[EXERCISE MATERIALS Boundary: Start]
PR #1884, opened 2023-03-08
Add legacy default config

### LINKED ISSUE #1773: Set all config defaults in static void setDefaultsLegacyConfig()
currently it only sets a few and the rest are just based on Loco memory. We should define it in OpenLoco memory.

duncanspumpkin:
Close #1773


AaronVanGeffen (approved):
Looks good to me. Pity the keyboard shortcuts needed to be spelt out, as the array isn't even used any more. Ah well.

duncanspumpkin:
yeah its a bit of a stop gap. I keep meaning to just scrap it and integrate everything into the new config but I wanted to document what the defaults were first.

PR #1886, opened 2023-03-09
Update ConstructionTab.cpp

luk3ZPL:
Fixed address for global variable.


duncanspumpkin (approved):

duncanspumpkin:
In theory this fixes something but i played about and and I wasn't able to get it to trigger anything.

PR #1914, opened 2023-04-15
Refactor rename station args

reinaldorauch:
Refactored the RenameStation GameCommand to use the new Game Command args struct


duncanspumpkin:
There is also the game command that should be modified RenameStation.cpp

reinaldorauch:
@duncanspumpkin do you mean to pass the arg struct to it instead of the args?

duncanspumpkin:
> @duncanspumpkin do you mean to pass the arg struct to it instead of the args?

Look at how the vehicle rename is done. I want it to match that

duncanspumpkin (approved):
[EXERCISE MATERIALS Boundary: End]
> **ACTIVITY**: Show every line of the material above in which "pass" is present.

> **RESPONSE**:
@duncanspumpkin do you mean to pass the arg struct to it instead of the args?
> @duncanspumpkin do you mean to pass the arg struct to it instead of the args?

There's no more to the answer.